**TASK GOAL:**
A single count is required: the lines of the data below in which the word "relayStylePagination" occurs.
═════ MATERIAL FOR THIS EXERCISE
PR #6935, opened 2020-08-29
allow querying connection metadata and then subsequent data in relayStylePagination

anark:
Currently if you try to query relay connection metadata with no arguments

```
query todos{
  totalCount
}
```

And then query for the edges/data
```
query todos{
  totalCount
  edges {
    node {
      title
    }
  }
}
```

The cache will never have any todo items and both ```data``` and ```error``` returned by the cache will always be undefined.

This attempts to fix this.

### Checklist:

### DIFF
--- a/src/utilities/policies/pagination.ts
+++ b/src/utilities/policies/pagination.ts
@@ -79,7 +79,7 @@ export function relayStylePagination<TNode = Reference>(
     },
 
     merge(existing = makeEmptyData(), incoming, { args }) {
-      if (!args) return {...existing, ...incoming}; // TODO Maybe throw?
+      if (!args) return {...existing, ...incoming};
 
       const incomingEdges = (incoming.edges || []).slice(0);
       if (incoming.pageInfo) {
--- a/src/utilities/policies/pagination.ts
+++ b/src/utilities/policies/pagination.ts
@@ -79,8 +79,8 @@ export function relayStylePagination<TNode = Reference>(
     },
 
     merge(existing = makeEmptyData(), incoming, { args }) {
-      const incomingEdges = incoming.edges?.slice(0);
-      if (incoming.pageInfo && incomingEdges) {
+      const incomingEdges = incoming.edges ? incoming.edges.slice(0) : [];
+      if (incoming.pageInfo) {
         updateCursor(incomingEdges, 0, incoming.pageInfo.startCursor);
         updateCursor(incomingEdges, -1, incoming.pageInfo.endCursor);
       }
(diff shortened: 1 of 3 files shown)


src/utilities/policies/pagination.ts
```diff
@@ -121,7 +121,7 @@ export function relayStylePagination<TNode = Reference>(
       };
 
       const updatePageInfo = (name: keyof TInternalRelay<TNode>["pageInfo"]) => {
-        const value = incoming.pageInfo[name];
+        const value = incoming.pageInfo && incoming.pageInfo[name];
```
benjamn, line 124: This is a good idea. 👍

src/utilities/policies/pagination.ts
```diff
@@ -79,9 +79,9 @@ export function relayStylePagination<TNode = Reference>(
     },
 
     merge(existing = makeEmptyData(), incoming, { args }) {
-      if (!args) return existing; // TODO Maybe throw?
+      if (!args) return {...existing, ...incoming};
 
-      const incomingEdges = incoming.edges.slice(0);
+      const incomingEdges = (incoming.edges || []).slice(0);
```
benjamn, line 84: This is a good idea. 👍

src/utilities/policies/pagination.ts
```diff
@@ -79,9 +79,9 @@ export function relayStylePagination<TNode = Reference>(
     },
 
     merge(existing = makeEmptyData(), incoming, { args }) {
-      if (!args) return existing; // TODO Maybe throw?
+      if (!args) return {...existing, ...incoming};
```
══════════
**WRITTEN ANSWER:**
6